- Assignment:
Only lines containing "shortened" belong in the answer, each copied from the entries below.

- Data for analysis:

PR #62, opened 2020-12-09
Synchronize the LABEL data

bentmann:
I'm looking for one of two things: Either somebody from the original set of authors educates me on the need for subtle differences between the LABEL instructions or we can quickly agree this change is a good thing.

From https://docs.docker.com/engine/reference/builder/#label and what I see over at https://github.com/sonatype/docker-nexus3, I currently suspect those differences are unintentional.

### DIFF
--- a/Dockerfile.rh
+++ b/Dockerfile.rh
@@ -23,9 +23,8 @@ ARG SONATYPE_WORK="/sonatype-work"
 ARG CONFIG_HOME="/etc/nexus-iq-server"
 ARG LOGS_HOME="/var/log/nexus-iq-server"
 
-MAINTAINER Sonatype <support@sonatype.com>
-
 LABEL name="Nexus IQ Server image" \
+  maintainer="Sonatype <support@sonatype.com>" \
   vendor=Sonatype \
   version="${IQ_SERVER_VERSION}" \
   release="1.103.0" \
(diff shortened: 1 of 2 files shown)


Dockerfile.rh
```diff
@@ -23,9 +23,8 @@ ARG SONATYPE_WORK="/sonatype-work"
 ARG CONFIG_HOME="/etc/nexus-iq-server"
 ARG LOGS_HOME="/var/log/nexus-iq-server"
 
-MAINTAINER Sonatype <support@sonatype.com>
```
bentmann, line 26: https://docs.docker.com/engine/reference/builder/#maintainer-deprecated, so moved into LABEL.

Dockerfile.rh
```diff
@@ -37,7 +36,6 @@ LABEL name="Nexus IQ Server image" \
   com.sonatype.license="Apache License, Version 2.0" \
   com.sonatype.name="Nexus IQ Server image" \
   run="docker run -d -p 8070:8070 -p 8071:8071 IMAGE" \
-  com.sonatype.name="Nexus IQ Server base image" \
```
bentmann, line 40: Duplicates key from two lines above.

eduard-tita (approved):
+1 LGTM

PR #64, opened 2021-01-22
docker push --all-tags

jflinchbaugh:
Docker seems to have recently changed to only push most recent tag by default.
This applies the same wisdom found in https://github.com/sonatype/docker-nexus3/pull/127/files

### DIFF
--- a/Jenkinsfile
+++ b/Jenkinsfile
@@ -147,7 +147,7 @@ node('ubuntu-zion') {
           OsTools.runSafe(this, """
             docker login --username ${env.DOCKERHUB_API_USERNAME} --password ${env.DOCKERHUB_API_PASSWORD}
           """)
-          OsTools.runSafe(this, "docker push ${organization}/${dockerHubRepository}")
+          OsTools.runSafe(this, "docker push --all-tags ${organization}/${dockerHubRepository}")
 
           response = OsTools.runSafe(this, """
             curl -X POST https://hub.docker.com/v2/users/login/ \


Jenkinsfile
```diff
@@ -147,7 +147,7 @@ node('ubuntu-zion') {
           OsTools.runSafe(this, """
             docker login --username ${env.DOCKERHUB_API_USERNAME} --password ${env.DOCKERHUB_API_PASSWORD}
           """)
-          OsTools.runSafe(this, "docker push ${organization}/${dockerHubRepository}")
+          OsTools.runSafe(this, "docker push --all-tags ${organization}/${dockerHubRepository}")
```
fernau, line 150: thanks for figuring this out!  it already works for docker-nexus3 👍

fernau (approved):
LGTM

Jenkinsfile
fernau: is there a docker shared pipeline somewhere?

jflinchbaugh: you mean a place for these common steps of tagging and pushing to live? I've not seen it.

fernau: i'm wondering where else the same problem is still lurking around... could do a search across github.. not saying that's the best way to start this

jflinchbaugh: i intend to visit docker-nexus-iq-cli for good measure, but that one seems to have somehow done the right thing in this last release.

PR #67, opened 2021-04-19
Added optional build arguments CLM-17772

anna-d:
Jira: https://issues.sonatype.org/browse/CLM-17772

Two optional build arguments have been added, `UID` and `GID`. They allow the user to override the default user and/or group that are used when running the image.

These arguments can be used as follows:
```
docker build --build-arg UID=1000 --build-arg GID=1000 -t nexus-iq-server . 
```

Using these arguments when building the image, will prevent the "Permission denied" error  when running the container (as described in the description of [CLM-17772](https://issues.sonatype.org/browse/CLM-17772)).

### DIFF
--- a/Dockerfile
+++ b/Dockerfile
@@ -22,6 +22,8 @@ ARG IQ_HOME="/opt/sonatype/nexus-iq-server"
 ARG SONATYPE_WORK="/sonatype-work"
 ARG CONFIG_HOME="/etc/nexus-iq-server"
 ARG LOGS_HOME="/var/log/nexus-iq-server"
+ARG GID=1000
+ARG UID=997
 
 LABEL name="Nexus IQ Server image" \
   maintainer="Sonatype <support@sonatype.com>" \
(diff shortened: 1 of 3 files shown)


Dockerfile
```diff
@@ -76,8 +78,8 @@ RUN cd ${TEMP} \
 && rm -rf ${TEMP} \
 \
 # Add group and user
-&& groupadd -g 1000 nexus \
-&& adduser -u 997 -d ${IQ_HOME} -c "Nexus IQ user" -g nexus -s /bin/false -r nexus \
+&& groupadd -g ${GID} nexus \
+&& adduser -u ${UID} -d ${IQ_HOME} -c "Nexus IQ user" -g nexus -s /bin/false -r nexus \
```
mealingr, line 82: There's also `Dockerfile.rh` which we should make the same changes in I think

mealingr (approved):
+1

Dockerfile
anna-d: > There's also `Dockerfile.rh` which we should make the same changes in I think

Updated in 7598e14941069b198c010f49a978cf4723e43bc8.

mr-zepol (approved):
+1 LGTM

- Expected answer:
(diff shortened: 1 of 2 files shown)
(diff shortened: 1 of 3 files shown)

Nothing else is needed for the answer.